I wanted to offer a few insights and perspectives on U-Chicago Consortium's existence within the Urban Education Institute, kind of situating the Consortium within UEI. And as you may know, the UEI has four units within it. One is our U-Chicago Urban Teacher Education Program, with its residency-based approach to training teachers with a full year of residency training and also three years of coaching support wherever they land in Chicago Public Schools. We have our University of Chicago Charter School, which is pre-k through 12, serving 900 students on the south side of Chicago with a goal of really creating critical thinkers and leaders and 100% college graduation of our students. Thirdly we have U-Chicago Impact, which disseminates research-based practice-proven tools from the Consortium and from our other units as well nationally, and touching about 2.5 million students across the country, currently. And of course, we have U-Chicago Consortium, whom we are here to celebrate this evening.
So thinking about how to situate the Consortium within URI, one of the things I thought I might do was to actually briefly illustrate the influence and impact that the Consortium has on its sister units within UEI, and I want to start with U-Chicago Charter. So if you walk into the conference room in the University of Chicago Woodland Campus– and we actually have the Interim Campus Director, Mike Lackenbach is here present with us– if you walk in there they actually have two walls that are white boards that are covered with the Consortium's work. There are quotes from Elaine Allensworth on the wall. All of the five essentials are blown up poster size with all of the items and measures listed. There are report covers that illustrate the most important focus areas that the school has, that's influenced by the Consortium's research. And importantly, this year the CEO of U-Chicago Charter, Shane Evans, who's also here with us this evening, actually instituted new metrics focused on 98% attendance goal for all of our campuses.
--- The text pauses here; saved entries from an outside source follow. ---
PR #54, opened 2026-06-14
security(meta_analyzer): preserve high-severity static findings from LLM suppression

### LINKED ISSUE #59: security: LLM meta-analysis can suppress high-severity static findings via prompt injection
## Problem
`meta_analyzer.apply_filter()` keeps a static finding only if the LLM confirms it (`is_vulnerability=True`, `confidence >= 0.6`). Since the LLM's input includes attacker-controlled skill content, a prompt-injection payload can make the LLM drop even a CRITICAL/HIGH static finding — a false negative in a security gate. Affects all providers.

## Proposed fix
Never let LLM filtering silently drop CRITICAL/HIGH static findings (preserve + tag `llm-unconfirmed`, surfaced in JSON); keep LLM false-positive filtering for MEDIUM/LOW.

Opened to follow CONTRIBUTING.md (issue-first); fix is in #54.

AbhiramDwivedi:
Closes #59

## What

`meta_analyzer.apply_filter()` previously kept a static finding only if the LLM echoed it back as `is_vulnerability=True` with `confidence ≥ 0.6` — so any finding the LLM omitted or denied was silently dropped, **regardless of severity**.

Because the LLM's input includes attacker-controlled skill content, a prompt-injection payload could make the LLM drop a real CRITICAL/HIGH **static** finding, hiding it from the report (a false negative in a security gate). This affects all providers.

## Fix (severity-gated floor)

- CRITICAL/HIGH static findings are always kept. If the LLM confirms one, it's enriched as before; if not, the original finding is preserved and tagged `llm-unconfirmed` (now surfaced in `Finding.to_dict()` / JSON output).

And of course, this clearly comes directly out of the Consortium's work. And so it's an example of the impact of the Consortium's work on the school. If you go to U-Chicago Impact, the Consortium of course created five essentials, and you saw that in the video. And I know many of you use this in your day to day work, the power of that predictive indicator, of the way in which understanding how we organize schools for improvement and the impact that has on the long term health and outcomes of students. And I'm proud to say that U-Chicago Impact is now disseminating five essentials nationally, and we're in 12 states, 4,200 schools serving 150,000 teachers and 1.2 million students across the United States. And of course, this would not be possible without the Consortium's innovative and forward thinking about these types of indicators and U-Chicago Impact's efforts to distribute those nationally. When we go to U-Chicago UTEP, our Teacher Education Program, the research approaches that the Consortium has used to understand the quality of teaching and to understand how to measure that– so things like comparing teacher evaluation ratings from program to program, or collecting artifacts of student work that are assigned by teachers, and analyzing the extent to which those are ambitious intellectual assignments that are given to students– these kind of ways of thinking about teacher quality have molded and shaped the way the Urban Teacher Education Program does their work.
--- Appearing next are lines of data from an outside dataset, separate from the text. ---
PR #71, opened 2026-06-15
fix(analyzer): parse structured output from text so OpenAI-compatible endpoints don't crash LLM analysis

### LINKED ISSUE #69: OpenAI-compatible endpoints that don't strictly honor response_format crash all LLM analyzers (fenced/prose JSON)
## Summary

When `SKILLSPECTOR_PROVIDER=openai` points at an OpenAI-compatible endpoint (via `OPENAI_BASE_URL`) that does **not** strictly honor `response_format: {type: json_object}`, every LLM semantic analyzer fails and the scan aborts with a JSON decode error. Static/pattern analysis still runs, but all LLM-backed findings are lost.

The OpenAI-compatible surface is documented as supported ("any OpenAI-compatible URL", Ollama/vLLM/llama.cpp/"managed inference gateways"), but many such endpoints either ignore `response_format` or proxy a model that emits Markdown-fenced JSON or a prose report instead of a bare JSON object. `langchain`'s `with_structured_output(...)` (json-mode) then receives non-JSON and raises.

## Impact

- Hard failure, not graceful degradation: the process exits non-zero (`Error: 1 validation error for LLMAnalysisResult / Invalid JSON` or `Error: Expecting value: line 1 column 1 (char 0)`).
- Affects every analyzer that inherits `LLMAnalyzerBase` (per-file analyzers + the meta-analyzer), since they all rely on `_structured_llm = self._llm.with_structured_output(self.response_schema)`.
- Silent quality loss in the best case: users on a compatible-but-non-strict endpoint get pattern-only results while believing LLM analysis ran.

## Reproduction

1. Configure an OpenAI-compatible endpoint that does not enforce strict JSON mode:
   ```shell
   export SKILLSPECTOR_PROVIDER=openai
   export OPENAI_BASE_URL=https://<openai-compatible-endpoint>/v1
   export OPENAI_API_KEY=<key>
   export SKILLSPECTOR_MODEL=<model-served-there>
   skillspector scan ./some-skill/
   ```
2. Observe the run abort during the semantic stage.

Probing such an endpoint directly shows the root cause — `response_format: json_object` is ignored and the body is fenced:
```json
{"choices":[{"message":{"content":"```json\n{\"status\": \"ok\"}\n```"}}]}
```
Some models go further and return a full Markdown report ("# Security Analysis Report ... No findings") instead of JSON, so even fence-stripping a single block is not always enough.

## Root cause

`src/skillspector/llm_analyzer_base.py`:
```python
self._structured_llm = (
    self._llm.with_structured_output(self.response_schema) if self.response_schema else None
)
```
This delegates parsing to the provider/langchain json-mode path, which assumes the endpoint returns a clean JSON object. OpenAI-compatible endpoints that don't enforce that contract break it.

## Suggested fix

Make structured parsing tolerant of OpenAI-compatible endpoints that don't strictly honor `response_format`:

1. Inject an explicit, schema-derived "respond with a single JSON object only, no prose, no code fences" instruction into the prompt (so behavior is driven by the prompt, not solely by `response_format`).
2. Before validating, strip a wrapping ```` ```json ... ``` ```` fence and, as a fallback, slice the outermost `{...}`/`[...]` when prose surrounds the payload.
3. Then `model_validate` the recovered JSON against the existing Pydantic schema.

This keeps strict behavior for endpoints that already return clean JSON while recovering the large class of compatible-but-lenient endpoints. A working local patch wrapping `with_structured_output` with a fence-tolerant validator (plus a prompt-level JSON directive) resolved the failure across all analyzers in my testing; happy to open a PR.

## Environment

- SkillSpector v2.1.4
- Provider: `openai` against a non-OpenAI, OpenAI-compatible endpoint (`OPENAI_BASE_URL`)
- Failure reproduced on both per-file analyzers and the meta-analyzer

bmd1905:
## What this fixes

Closes #69.

When you point `SKILLSPECTOR_PROVIDER=openai` at an OpenAI-compatible endpoint through `OPENAI_BASE_URL`, the semantic stage can crash the whole scan with a JSON decode error. Static analysis still runs, but every LLM finding is silently lost.

The cause is in how the analyzers build their structured-output client:

```python
self._structured_llm = self._llm.with_structured_output(self.response_schema)
```

`ChatOpenAI.with_structured_output` defaults to `method="json_schema"`, i.e. strict `response_format`. An endpoint can implement the OpenAI API faithfully and still not honor that, and plenty don't. The ones I hit return valid JSON, just wrapped in a markdown fence:

```
```json
{"findings": []}
```
```

or with a sentence of prose on either side. The strict path hands that straight to `json.loads`, which raises, and the scan exits with `Error: Expecting value: line 1 column 1 (char 0)` or `Invalid JSON ... for LLMAnalysisResult`. Every analyzer that inherits `LLMAnalyzerBase` is affected, including the meta-analyzer.

## The change

I dropped the strict client in favor of the canonical langchain chain:

```python
self._parser = PydanticOutputParser(pydantic_object=self.response_schema)
self._structured_llm = self._llm | self._parser
self._format_instructions = self._parser.get_format_instructions()
```

`PydanticOutputParser` already uses langchain's fence-tolerant `parse_json_markdown`, and it validates into the same Pydantic schema, so `parse_response` does not change for either the per-file analyzers or the meta-analyzer. Strict endpoints keep working exactly as before; lenient ones now work too.

I also moved the format guidance into one place. A small `_with_format` helper appends `get_format_instructions()` at the run-loop chokepoint, so the default prompt and the meta-analyzer's own prompt both get it without each template having to embed JSON instructions by hand. It is a no-op in raw-string mode.

I deliberately did not hand-roll a fence stripper or a brace slicer. langchain's parser already covers the fenced, bare, and prose-wrapped cases, and reusing it keeps the surface small.

## Tests

- Added a regression suite that pushes bare, fenced, and prose-wrapped JSON through the real `PydanticOutputParser` via a tiny fake `Runnable`, plus an empty-findings case and a check that the format instructions land on the prompt.
- Updated the three existing tests that asserted the now-removed `with_structured_output` seam. They use the same direct `_structured_llm` mock pattern that the other run-loop tests already rely on.
- `make test`: 605 passed, 11 skipped. `make lint` and `make format` are clean.

## How I verified it end to end

Against a non-strict OpenAI-compatible endpoint, `main` aborts in the semantic stage with the JSON error above. With this change the same scan completes and returns LLM-backed findings. Repeated runs show no more decode crashes; the only non-zero exits are the intended `risk_score > 50` gate (exit 1), not parser errors (exit 2).

### DIFF
--- a/src/skillspector/llm_analyzer_base.py
+++ b/src/skillspector/llm_analyzer_base.py
@@ -33,6 +33,7 @@ from dataclasses import dataclass, field
 from typing import Literal
 
 from langchain_core.messages import BaseMessage
+from langchain_core.output_parsers import PydanticOutputParser
 from pydantic import BaseModel, Field, field_validator
 
 from skillspector.llm_utils import get_chat_model
@@ -274,9 +275,21 @@ class LLMAnalyzerBase:
         self.model = model
         self._input_budget = get_max_input_tokens(model)
         self._llm = get_chat_model(model=model)
-        self._structured_llm = (
-            self._llm.with_structured_output(self.response_schema) if self.response_schema else None
-        )
+        # Parse structured output from the text response rather than relying on
+        # the endpoint's native structured-output mode. ChatOpenAI defaults to
+        # method="json_schema" (strict response_format), which OpenAI-compatible
+        # endpoints are free to ignore -- they may wrap the JSON in markdown
+        # fences or surround it with prose. PydanticOutputParser uses langchain's
+        # fence-tolerant parser and supplies matching format instructions, so
+        # both strict and lenient endpoints work.
+        if self.response_schema:
+            self._parser = PydanticOutputParser(pydantic_object=self.response_schema)
+            self._structured_llm = self._llm | self._parser
+            self._format_instructions = self._parser.get_format_instructions()
+        else:
+            self._parser = None
+            self._structured_llm = None
+            self._format_instructions = ""
 
     # -- Batching -----------------------------------------------------------
 
@@ -336,6 +349,18 @@ class LLMAnalyzerBase:
 
     # -- Prompt / parse -----------------------------------------------------
 
+    def _with_format(self, prompt: str) -> str:
+        """Append schema format instructions for the structured-output chain.
+
+        Centralized here so both the default :meth:`build_prompt` and any
+        subclass override (e.g. the meta-analyzer) get the parser's format
+        guidance without each prompt template having to embed it. No-op when
+        running in raw-string mode (no ``response_schema``).
+        """
+        if not self._format_instructions:
+            return prompt
+        return f"{prompt}\n\n{self._format_instructions}"
+
     def build_prompt(self, batch: Batch, **kwargs: object) -> str:
         """Build the LLM prompt for a single batch.
 
@@ -386,7 +411,7 @@ class LLMAnalyzerBase:
                 len(batch.findings),
             )
             if self._structured_llm:
-                response = self._structured_llm.invoke(prompt)
+                response = self._structured_llm.invoke(self._with_format(prompt))
             else:
                 response = _message_text(self._llm.invoke(prompt))
             logger.debug("LLM response for %s", batch.file_label)
@@ -429,7 +454,7 @@ class LLMAnalyzerBase:
                     len(batch.findings),
                 )
                 if self._structured_llm:
-                    response = await self._structured_llm.ainvoke(prompt)
+                    response = await self._structured_llm.ainvoke(self._with_format(prompt))
                 else:
                     response = _message_text(await self._llm.ainvoke(prompt))
                 logger.debug("LLM response for %s", batch.file_label)
--- a/tests/nodes/test_llm_analyzer_base.py
+++ b/tests/nodes/test_llm_analyzer_base.py
@@ -22,6 +22,7 @@ from unittest.mock import AsyncMock, MagicMock, patch
 
 import pytest
 from langchain_core.messages import AIMessage
+from langchain_core.runnables import Runnable
 
 from skillspector.llm_analyzer_base import (
     Batch,
@@ -157,10 +158,8 @@ class TestBatch:
 
 
 def _mock_get_chat_model(*_args, **_kwargs):
-    """Return a mock ChatOpenAI that supports with_structured_output."""
-    mock_llm = MagicMock()
-    mock_llm.with_structured_output.return_value = MagicMock()
-    return mock_llm
+    """Return a mock chat model for tests that override ``_structured_llm``."""
+    return MagicMock()
 
 
 MOCK_PATCH_TARGET = "skillspector.llm_analyzer_base.get_chat_model"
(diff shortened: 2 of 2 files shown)


rng1995 (approved):
LGTM. This is a well-diagnosed fix. Swapping the strict `with_structured_output(method="json_schema")` client for `self._llm | PydanticOutputParser(...)` plus appended `get_format_instructions()` is the right call: langchain's `parse_json_markdown` tolerates fenced / prose-wrapped JSON, so OpenAI-compatible endpoints that don't honor strict `response_format` no longer crash the whole semantic stage, while the output still validates into the same Pydantic schema. Centralizing the instruction-append in `_with_format` so subclasses (the meta-analyzer) inherit it is clean.

Tests are solid — `_FakeChatModel | parser` exercises the real parser end-to-end across bare JSON, fenced JSON, and prose-wrapped JSON, plus the empty-findings and format-instructions cases, and the meta-analyzer tests were updated consistently.

- A genuinely malformed (non-JSON) response will now raise `OutputParserException` from the chain. Since the stated goal is to stop endpoint quirks from crashing the scan, it's worth confirming there's a try/except around the `invoke`/`ainvoke` so a single bad batch degrades gracefully (skip/log) rather than aborting the run.
- Heads-up: the branch is currently conflicted (not mergeable) and will need a rebase.

rng1995:
@bmd1905 - Please resolve the conflicts, minor issues and merge the PR.

bmd1905:
> @bmd1905 - Please resolve the conflicts, minor issues and merge the PR.

thanks @rng1995, i resolved the conflict

src/skillspector/llm_analyzer_base.py
```diff
@@ -274,9 +275,21 @@ def __init__(self, base_prompt: str, model: str):
...
+        # Parse structured output from the text response rather than relying on
+        # the endpoint's native structured-output mode. ChatOpenAI defaults to
+        # method="json_schema" (strict response_format), which OpenAI-compatible
+        # endpoints are free to ignore -- they may wrap the JSON in markdown
+        # fences or surround it with prose. PydanticOutputParser uses langchain's
+        # fence-tolerant parser and supplies matching format instructions, so
+        # both strict and lenient endpoints work.
+        if self.response_schema:
+            self._parser = PydanticOutputParser(pydantic_object=self.response_schema)
+            self._structured_llm = self._llm | self._parser
```
rng1995, line 287: Blocking: current main’s `AgentCLIChatModel` is a plain adapter with `invoke`/`ainvoke`/`with_structured_output`; it does not implement Runnable composition or `__or__`. Selecting `claude_cli`, `codex_cli`, or `gemini_cli` therefore raises here during analyzer construction. Use the adapter’s supported structured-output method (or make it Runnable) and test a real CLI adapter rather than only a MagicMock/fake Runnable.

rng1995 (changes requested):

**Re-review: requesting changes.** The previously approved fenced/prose JSON parsing still works for OpenAI-compatible HTTP endpoints, but the rebase introduces an incompatibility with current main’s CLI-backed providers. Preserve the CLI adapter’s structured-output path or make it a real Runnable, with a CLI-provider regression.

rng1995:
@bmd1905 - Please address review comments and resolve merge conflicts.

mohgupta-ship-it:

- Rating: bugfix
- Confidence: medium
- Council assessment: OpenAI-compatible structured-output parsing is useful, but rebase appears to break the current CLI-backed provider structured-output path.
- Recommended action: Rebase around current provider architecture and add CLI-provider regression coverage.

rng1995:
@bmd1905 - Please address review comments, resolve merge conflicts and ping me for approval to merge.

rng1995 (changes requested):
**[SkillSpector Review]**

Changes remain required at `0fc2eaa`. Fence/prose-tolerant JSON parsing is useful for non-strict OpenAI-compatible endpoints, but this rebase replaces the structured-output client with a Runnable pipeline that is incompatible with the current CLI-backed model adapter. Preserve the CLI provider's structured-output path (or make the adapter a complete Runnable) and add a CLI-provider regression covering valid, fenced, and malformed output. Rebase the conflicting branch onto the current provider architecture and restore hosted CI.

So why do I provide these snapshots? I provide them for two reasons. One is to illustrate the power of UEI's work, which the Consortium sits within. This use of evidence to drive improvement in all different aspects of the field really defines what the Urban Education Institute is and does. But the second more important reason that I give you these illustrations is to demonstrate the Consortium's influence on the micro level within UEI, and the way in which the Consortium can probably tell thousands or countless other stories about the influence that they are having on other organizations across the country, from school houses to classrooms, districts, nonprofit organizations, think tanks, et cetera. The Freshman on Track indicator is one example. It's spread across and taken root nationally. Certainly a dozen or more places have started research-based, place-based consortia that are modeled after our work here in Chicago. And the five essentials, as I just said, is in thousands of schools influencing cities all over the country.
And these are just but a few examples of the U-Chicago Consortium's influence, which starts right here at home and is happening all over the country. And so it's this legacy and contribution that we honor and celebrate today, and I want to add my deepest congratulations to the Consortium as they celebrate 25 years. And it's now my pleasure to introduce Elaine Allensworth. Elaine is the Louis Sebring Director of the Consortium, and Elaine has been with the Consortium for 17 years, starting as a junior researcher and moving across her career into the director role. As many of you already know, Elaine is considered to be a national expert in school reform and has provided the intellectual, methodological, and inspirational leadership to guide the Consortium's path. You have her bio in your folder and I know you all know her well, but one thing I just want to add about Elaine that's always impressed me is the extent to which she internalizes, guides, and contributes expertise on every single study that the Consortium does.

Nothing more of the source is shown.